A view looking eastward down the street where Dorothy lived |
Another view of Dorothy's street Dorothy's apartment building (left foreground) |
Dorothy spent a lot of her time out and about when I first came to know her. She walked all around her neighborhood of Southside, including the Five-Points-South area. She could be seen walking down the sidewalk carrying her big canvas purse over her shoulder. Once when she was visiting in my office, getting her checkbook out of that canvas bag of hers so we could help her with some of her bills, she mentioned that she always carried a brick in the bottom of her bag. She said that was in case she needed to defend herself while she was out walking around town. I don't know if she ever had to swing that brick-in-a-bag, but it obviously gave her some sense of security. In my conversations with Dorothy years later, some of her stories illustrated why she had felt the need to keep a brick in her bag.
Things do not always go our way in life. Most of us know this, yet we can still get frustrated when things don’t happen the way we would like for them to. Living with disabilities and trying to make it on one’s own certainly can lead to all kinds of frustrations. One day in our conversations Dorothy shared a few of those frustrating incidents.
A rose in bloom |
“Another time, at Chris’s Restaurant, I got mad and threw a salt shaker across the room. Elmus had said he was going to meet me up there and he never did. Somebody said something to me. They said that nobody was coming. Well. I didn’t take it the right way – I guess I took things too serious – and I got mad and threw the salt shaker. It landed farther than I intended. The man that ran the restaurant told me to get up and go back home. It was a long time before I could go back over there. When I threw the salt shaker, I didn’t realize how hard I did throw it.”

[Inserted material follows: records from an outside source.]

PR #6523, opened 2026-08-31
TRUNK-6786: NameSupport global property listener watches the wrong property name

nsalifu:
`NameSupport.supportsPropertyName()` only matched the name template global property, while `getDefaultLayoutFormat()` actually reads the name format global property. 
This made `globalPropertyChanged()/globalPropertyDeleted()` dead code with respect to the layout format, and blocked memoizing the format lookup (which runs on the hot path in `PersonName.getFullName()`).

I updated supportsPropertyName() to also match the name format property, added handling in globalPropertyChanged() to cache the new format value, and added globalPropertyDeleted() logic to fall back to the configured default when the format property is removed mirroring the pattern AddressSupport already uses. getDefaultLayoutFormat() now reads the memoized value instead of hitting the database on every call.

## Issue I worked on
Issue:  [TRUNK-6786](https://openmrs.atlassian.net/browse/TRUNK-6786)

- [x] I ran ./mvnw clean package right before creating this pull request and added all formatting changes to my commit.

[TRUNK-6786]: https://openmrs.atlassian.net/browse/TRUNK-6786?atlOrigin=eyJpIjoiNWRkNTljNzYxNjVmNDY3MDlhMDU5Y2ZhYzA5YTRkZjUiLCJwIjoiZ2l0aHViLWNvbS1KU1cifQ

### DIFF
--- a/api/src/main/java/org/openmrs/layout/name/NameSupport.java
+++ b/api/src/main/java/org/openmrs/layout/name/NameSupport.java
@@ -35,6 +35,9 @@ public class NameSupport extends LayoutSupport<NameTemplate> implements GlobalPr
 
 	private boolean initialized = false;
 
+	// Memoized layout format to avoid repeated DB calls
+	private String layoutFormat;
+
 	public NameSupport() {
 		if (singleton == null) {
 			singleton = this;
@@ -58,6 +61,14 @@ public class NameSupport extends LayoutSupport<NameTemplate> implements GlobalPr
 			return;
 		}
 		Context.getAdministrationService().addGlobalPropertyListener(singleton);
+
+		// Read and cache the configured name format GP
+		String formatGp = Context.getAdministrationService()
+		        .getGlobalProperty(OpenmrsConstants.GLOBAL_PROPERTY_LAYOUT_NAME_FORMAT);
+		if (StringUtils.isNotBlank(formatGp)) {
+			this.layoutFormat = formatGp;
+		}
+
 		// Get configured name template to override the existing one if any
 		String layoutTemplateXml = Context.getAdministrationService()
 		        .getGlobalProperty(OpenmrsConstants.GLOBAL_PROPERTY_LAYOUT_NAME_TEMPLATE);
@@ -104,13 +115,14 @@ public class NameSupport extends LayoutSupport<NameTemplate> implements GlobalPr
 	}
 
 	/**
-	 * @return Returns the defaultLayoutFormat
+	 * @return Returns the memoized default layout format, falling back to defaultLayoutFormat
 	 */
 	@Override
 	public String getDefaultLayoutFormat() {
-		String ret = Context.getAdministrationService()
-		        .getGlobalProperty(OpenmrsConstants.GLOBAL_PROPERTY_LAYOUT_NAME_FORMAT);
-		return (ret != null && ret.length() > 0) ? ret : defaultLayoutFormat;
+		if (StringUtils.isNotBlank(layoutFormat)) {
+			return layoutFormat;
+		}
+		return defaultLayoutFormat;
 	}
 
 	/**
@@ -118,7 +130,8 @@ public class NameSupport extends LayoutSupport<NameTemplate> implements GlobalPr
 	 */
 	@Override
 	public boolean supportsPropertyName(String propertyName) {
-		return OpenmrsConstants.GLOBAL_PROPERTY_LAYOUT_NAME_TEMPLATE.equals(propertyName);
+		return OpenmrsConstants.GLOBAL_PROPERTY_LAYOUT_NAME_TEMPLATE.equals(propertyName)
+		        || OpenmrsConstants.GLOBAL_PROPERTY_LAYOUT_NAME_FORMAT.equals(propertyName);
 	}
 
 	/**
@@ -126,9 +139,17 @@ public class NameSupport extends LayoutSupport<NameTemplate> implements GlobalPr
 	 */
 	@Override
 	public void globalPropertyChanged(GlobalProperty newValue) {
-		NameTemplate nameTemplate = deserializeXmlTemplate(newValue.getPropertyValue());
-		if (nameTemplate != null) {
-			updateLayoutTemplates(nameTemplate);
+		if (newValue == null) {
+			return;
+		}
+
+		if (OpenmrsConstants.GLOBAL_PROPERTY_LAYOUT_NAME_TEMPLATE.equals(newValue.getProperty())) {
+			NameTemplate nameTemplate = deserializeXmlTemplate(newValue.getPropertyValue());
+			if (nameTemplate != null) {
+				updateLayoutTemplates(nameTemplate);
+			}
+		} else if (OpenmrsConstants.GLOBAL_PROPERTY_LAYOUT_NAME_FORMAT.equals(newValue.getProperty())) {
+			this.layoutFormat = newValue.getPropertyValue();
 		}
 	}
 
@@ -137,6 +158,8 @@ public class NameSupport extends LayoutSupport<NameTemplate> implements GlobalPr
 	 */
 	@Override
 	public void globalPropertyDeleted(String propertyName) {
-
+		if (OpenmrsConstants.GLOBAL_PROPERTY_LAYOUT_NAME_FORMAT.equals(propertyName)) {
+			this.layoutFormat = null;
+		}
 	}
 }
--- a/api/src/main/java/org/openmrs/layout/name/NameSupport.java
+++ b/api/src/main/java/org/openmrs/layout/name/NameSupport.java
@@ -17,6 +17,7 @@ import org.apache.commons.lang3.StringEscapeUtils;
 import org.apache.commons.lang3.StringUtils;
 import org.openmrs.GlobalProperty;
 import org.openmrs.api.APIException;
+import org.openmrs.api.EventListeners;
 import org.openmrs.api.GlobalPropertyListener;
 import org.openmrs.api.context.Context;
 import org.openmrs.layout.LayoutSupport;
@@ -57,10 +58,20 @@ public class NameSupport extends LayoutSupport<NameTemplate> implements GlobalPr
 	 * Initializes layout templates with a custom template configured via the "layout.name.template" GP.
 	 */
 	private void init() {
+
+		// OpenMRS wipes listeners on context refresh. We check the global list to see if we need to re-register ourselves, avoiding duplicate registrations.
+		EventListeners eventListeners = new EventListeners();
+		List<GlobalPropertyListener> currentListeners = eventListeners.getGlobalPropertyListeners();
+
+		if (currentListeners == null || !currentListeners.contains(singleton)) {
+			Context.getAdministrationService().addGlobalPropertyListener(singleton);
+
+		}
+
+		// now the listener is secure and guards the expensive database reads.
 		if (initialized) {
 			return;
 		}
-		Context.getAdministrationService().addGlobalPropertyListener(singleton);
 
 		// Read and cache the configured name format GP
 		String formatGp = Context.getAdministrationService()
--- a/api/src/main/java/org/openmrs/layout/name/NameSupport.java
+++ b/api/src/main/java/org/openmrs/layout/name/NameSupport.java
@@ -17,7 +17,6 @@ import org.apache.commons.lang3.StringEscapeUtils;
 import org.apache.commons.lang3.StringUtils;
 import org.openmrs.GlobalProperty;
 import org.openmrs.api.APIException;
-import org.openmrs.api.EventListeners;
 import org.openmrs.api.GlobalPropertyListener;
 import org.openmrs.api.context.Context;
 import org.openmrs.layout.LayoutSupport;
@@ -32,9 +31,9 @@ public class NameSupport extends LayoutSupport<NameTemplate> implements GlobalPr
 
 	private static final Logger log = LoggerFactory.getLogger(NameSupport.class);
 
-	private static NameSupport singleton;
+	private static volatile NameSupport singleton;
 
-	private boolean initialized = false;
+	private volatile boolean initialized = false;
 
 	// Memoized layout format to avoid repeated DB calls
 	private String layoutFormat;
@@ -59,27 +58,12 @@ public class NameSupport extends LayoutSupport<NameTemplate> implements GlobalPr
 	 */
 	private void init() {
 
-		// OpenMRS wipes listeners on context refresh. We check the global list to see if we need to re-register ourselves, avoiding duplicate registrations.
-		EventListeners eventListeners = new EventListeners();
-		List<GlobalPropertyListener> currentListeners = eventListeners.getGlobalPropertyListeners();
-
-		if (currentListeners == null || !currentListeners.contains(singleton)) {
-			Context.getAdministrationService().addGlobalPropertyListener(singleton);
-
-		}
-
 		// now the listener is secure and guards the expensive database reads.
 		if (initialized) {
 			return;
 		}
 
-		// Read and cache the configured name format GP
-		String formatGp = Context.getAdministrationService()
-		        .getGlobalProperty(OpenmrsConstants.GLOBAL_PROPERTY_LAYOUT_NAME_FORMAT);
-		if (StringUtils.isNotBlank(formatGp)) {
-			this.layoutFormat = formatGp;
-		}
-
+		Context.getAdministrationService().addGlobalPropertyListener(singleton);
 		// Get configured name template to override the existing one if any
 		String layoutTemplateXml = Context.getAdministrationService()
 		        .getGlobalProperty(OpenmrsConstants.GLOBAL_PROPERTY_LAYOUT_NAME_TEMPLATE);
@@ -126,7 +110,7 @@ public class NameSupport extends LayoutSupport<NameTemplate> implements GlobalPr
 	}
 
 	/**
-	 * @return Returns the memoized default layout format, falling back to defaultLayoutFormat
+	 * @return Returns the configured default layout format
 	 */
 	@Override
 	public String getDefaultLayoutFormat() {
@@ -159,7 +143,7 @@ public class NameSupport extends LayoutSupport<NameTemplate> implements GlobalPr
 			if (nameTemplate != null) {
 				updateLayoutTemplates(nameTemplate);
 			}
-		} else if (OpenmrsConstants.GLOBAL_PROPERTY_LAYOUT_NAME_FORMAT.equals(newValue.getProperty())) {
+		} else {
 			this.layoutFormat = newValue.getPropertyValue();
 		}
 	}
--- a/api/src/main/java/org/openmrs/layout/name/NameSupport.java
+++ b/api/src/main/java/org/openmrs/layout/name/NameSupport.java
@@ -36,7 +36,7 @@ public class NameSupport extends LayoutSupport<NameTemplate> implements GlobalPr
 	private volatile boolean initialized = false;
 
 	// Memoized layout format to avoid repeated DB calls
-	private String layoutFormat;
+	private volatile String layoutFormat;
 
 	public NameSupport() {
 		if (singleton == null) {
@@ -58,13 +58,19 @@ public class NameSupport extends LayoutSupport<NameTemplate> implements GlobalPr
 	 */
 	private void init() {
 
-		// now the listener is secure and guards the expensive database reads.
 		if (initialized) {
 			return;
 		}
 
 		Context.getAdministrationService().addGlobalPropertyListener(singleton);
-		// Get configured name template to override the existing one if any
+
+		// Get the configured name format so the cache starts out matching the database
+		String formatGp = Context.getAdministrationService()
+		        .getGlobalProperty(OpenmrsConstants.GLOBAL_PROPERTY_LAYOUT_NAME_FORMAT);
+		if (StringUtils.isNotBlank(formatGp)) {
+			this.layoutFormat = formatGp;
+		}
+
 		String layoutTemplateXml = Context.getAdministrationService()
 		        .getGlobalProperty(OpenmrsConstants.GLOBAL_PROPERTY_LAYOUT_NAME_TEMPLATE);
 		NameTemplate nameTemplate = deserializeXmlTemplate(layoutTemplateXml);
--- a/api/src/test/java/org/openmrs/layout/name/NameSupportTest.java
+++ b/api/src/test/java/org/openmrs/layout/name/NameSupportTest.java
@@ -1,0 +1,57 @@
+/**
+ * This Source Code Form is subject to the terms of the Mozilla Public License,
+ * v. 2.0. If a copy of the MPL was not distributed with this file, You can
+ * obtain one at http://mozilla.org/MPL/2.0/. OpenMRS is also distributed under
+ * the terms of the Healthcare Disclaimer located at http://openmrs.org/license.
+ *
+ * Copyright (C) OpenMRS Inc. OpenMRS is a registered trademark and the OpenMRS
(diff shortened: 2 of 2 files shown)


nsalifu:
@claude  @ibacher @dkayiwa @wikumChamith you may review. thx!

api/src/main/java/org/openmrs/layout/name/NameSupport.java
```diff
@@ -35,6 +35,9 @@ public class NameSupport extends LayoutSupport<NameTemplate> implements GlobalPr
 
 	private boolean initialized = false;
 
+	// Memoized layout format to avoid repeated DB calls
+	private String layoutFormat;
```
wikumChamith: This cache is going to go stale when `updateGlobalProperty` gets called, since that method never calls `notifyGlobalPropertyChange()`. I think we'll need a separate ticket for that.

@ibacher , @dkayiwa, what do you think?

wikumChamith (commented):
@nsalifu welcome back :)

api/src/main/java/org/openmrs/layout/name/NameSupport.java
nsalifu: thanks @wikumChamith , i've been away from openmrs for a while. Sorry about that, i've been doing ERP implementations lately. 

and thanks for the review. 
I can confirm: `updateGlobalProperty()` calls `dao.saveGlobalProperty(gp)` directly and never calls `notifyGlobalPropertyChange()`, unlike saveGlobalProperty(). So any caller using `updateGlobalProperty()` on `layout.name.format` would leave layoutFormat stale.

One might be tempted to make` updateGlobalProperty()` route through `saveGlobalProperty()` so it notifies listeners too, however this may be a change affecting every registered `GlobalPropertyListener`

api/src/main/java/org/openmrs/layout/name/NameSupport.java
```diff
@@ -58,6 +61,14 @@ private void init() {
 			return;
 		}
 		Context.getAdministrationService().addGlobalPropertyListener(singleton);
+
+		// Read and cache the configured name format GP
+		String formatGp = Context.getAdministrationService()
+		        .getGlobalProperty(OpenmrsConstants.GLOBAL_PROPERTY_LAYOUT_NAME_FORMAT);
+		if (StringUtils.isNotBlank(formatGp)) {
+			this.layoutFormat = formatGp;
+		}
```
dkayiwa, line 72: This needs sorting before merge: caching the format only works if the listener registration survives, and it doesn't. `applicationContext-service.xml` declares a `clearOpenmrsEventListeners` bean that empties the static listener list on every Spring context refresh, and `openmrsEventListeners` then re-adds only the listeners declared in that file. `NameSupport` registers itself programmatically here instead, and `init()` returns at the `initialized` check, so after the first refresh it is silently no longer a listener and never re-registers. OpenMRS refreshes the context on every module start and stop (`ModuleFactory.startModuleInternal` and `WebModuleUtil.stopModule` both end up in `ModuleUtil.refreshApplicationContext`, which does `ctx.stop()`/`ctx.close()` and rebuilds every bean).

On master this was invisible, because `getDefaultLayoutFormat()` re-read the property on each call. With the value cached, `layout.name.format` freezes at whatever it held before the refresh: an admin edits it, gets no error, and `PersonName.getFullName()` keeps using the old format until the server is restarted.

Reproduced with a context-sensitive test that does exactly what `clearOpenmrsEventListeners` does (`new EventListeners().setGlobalPropertyListenersToEmpty(false)`) and then saves `layout.name.format` again:

```
master:      save "long" -> long,  clear + save "short" -> short
this branch: save "long" -> long,  clear + save "short" -> long
```

This bites the listener fix itself, not just the cache: after a refresh nothing fires for `layout.name.template` either, so "changing the GP causes the listener to fire" only holds until the first module start or stop. `AddressSupport` registers the same way and has the same gap, so mirroring it doesn't make the cache safe.

I'd take the registration out from behind the `initialized` guard so every `getInstance()` re-establishes it, leaving only the initial state load guarded. `AdministrationServiceImpl.addGlobalPropertyListener` appends without checking, so it would need a contains check, which is what `EventListeners.setGlobalPropertyListeners` already does for the declarative path. If that is more than this PR should carry, the smaller route is to drop the memoization and land just the `supportsPropertyName` / `globalPropertyChanged` / `globalPropertyDeleted` change, then memoize in a follow-up once there is a registration that survives a refresh.

nsalifu: Thanks @dkayiwa for the review.

Instead of completely dropping the memoization in this PR, I updated i`nit()` to safely re-register the listener every time `getInstance()` is called. I added a check against 
`new EventListeners().getGlobalPropertyListeners()` to ensure we only append singleton if it was actually wiped out, avoiding duplicate registrations. The expensive database reads are still safely hidden behind if (initialized) return;.

I've pushed the updated logic. I would appreciate feedback. thx!

api/src/main/java/org/openmrs/layout/name/NameSupport.java
```diff
@@ -104,31 +126,41 @@ private NameTemplate deserializeXmlTemplate(String xml) {
...
+		if (newValue == null) {
+			return;
+		}
+
+		if (OpenmrsConstants.GLOBAL_PROPERTY_LAYOUT_NAME_TEMPLATE.equals(newValue.getProperty())) {
+			NameTemplate nameTemplate = deserializeXmlTemplate(newValue.getPropertyValue());
+			if (nameTemplate != null) {
+				updateLayoutTemplates(nameTemplate);
+			}
+		} else if (OpenmrsConstants.GLOBAL_PROPERTY_LAYOUT_NAME_FORMAT.equals(newValue.getProperty())) {
```
ibacher: We don't really need this check; the `supportsPropertyName()` already filters this.

api/src/main/java/org/openmrs/layout/name/NameSupport.java
```diff
@@ -104,31 +126,41 @@ private NameTemplate deserializeXmlTemplate(String xml) {
 	}
 
 	/**
-	 * @return Returns the defaultLayoutFormat
+	 * @return Returns the memoized default layout format, falling back to defaultLayoutFormat
```
ibacher:
```suggestion
	 * @return Returns the configured default layout format
```

api/src/main/java/org/openmrs/layout/name/NameSupport.java
```diff
@@ -35,6 +36,9 @@ public class NameSupport extends LayoutSupport<NameTemplate> implements GlobalPr
 
 	private boolean initialized = false;
```
ibacher: Both of these should be marked `volatile`.

api/src/main/java/org/openmrs/layout/name/NameSupport.java
```diff
@@ -54,10 +58,28 @@ public static NameSupport getInstance() {
...
 	private void init() {
+
+		// OpenMRS wipes listeners on context refresh. We check the global list to see if we need to re-register ourselves, avoiding duplicate registrations.
+		EventListeners eventListeners = new EventListeners();
+		List<GlobalPropertyListener> currentListeners = eventListeners.getGlobalPropertyListeners();
+
+		if (currentListeners == null || !currentListeners.contains(singleton)) {
+			Context.getAdministrationService().addGlobalPropertyListener(singleton);
+
+		}
```
ibacher: While this does kind of fix a real bug, it does so in a really bad way. The correct way to do this is make `administrationService#addGlobalPropertyListener()` do nothing if the listener is already registered, but that's a different ticket...

Besides, with the way the code was written before this, there's only a small chance of leaking `NameSupport` objects.

nsalifu: thanks for the review @ibacher , I have update the PR accordingly: 
I reverted  the `init()` method  back to its original approach so we aren't hacking the listener list here.
Marked the instance vars as `valatile` for thread safety as mention, and simplified the condition in globalPropertyChanged() to a simple else block as suggested.
commit: https://github.com/openmrs/openmrs-core/pull/6523/commits/db85a503e81b61863a8b48dffac80f4b7406189a

for this: 
`The correct way to do this is make administrationService#addGlobalPropertyListener() do nothing if the listener is already registered, but that's a different ticket.` 

I shall be waiting for the ticket, you can create and assign to me.  
Thanks a bunch.

api/src/main/java/org/openmrs/layout/name/NameSupport.java
```diff
@@ -31,9 +31,12 @@ public class NameSupport extends LayoutSupport<NameTemplate> implements GlobalPr
...
 	private static final Logger log = LoggerFactory.getLogger(NameSupport.class);
 
-	private static NameSupport singleton;
+	private static volatile NameSupport singleton;
 
-	private boolean initialized = false;
+	private volatile boolean initialized = false;
+
+	// Memoized layout format to avoid repeated DB calls
+	private String layoutFormat;
```
dkayiwa: `singleton` and `initialized` are volatile now, but `layoutFormat` is the field that actually crosses threads here: the listener writes it on whichever request thread saved the property, and every thread formatting a person name reads it. With no volatile there is no happens-before between that write and those reads, so a reader is not guaranteed to pick up the new format, which is the symptom the ticket exists to fix. Worth marking this one too.

```suggestion
	private volatile String layoutFormat;
```

api/src/main/java/org/openmrs/layout/name/NameSupport.java
```diff
@@ -54,9 +57,12 @@ public static NameSupport getInstance() {
 	 * Initializes layout templates with a custom template configured via the "layout.name.template" GP.
 	 */
 	private void init() {
+
+		// now the listener is secure and guards the expensive database reads.
 		if (initialized) {
 			return;
 		}
+
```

“One time I was walking out there by the church. There was some little boy out there and I was trying to call Cliff on the pay telephone. Elmus come over here half-drunk and he was aggravating me and I didn’t feel good. I told him to get his butt out of here and go on back home. That boy came up here and tried to keep me from talking on the telephone and I shoved him down. I don’t remember who it was now. He came up when I was on the pay phone. I was angry and I shoved him down, He got up and left and I never did see him no more.”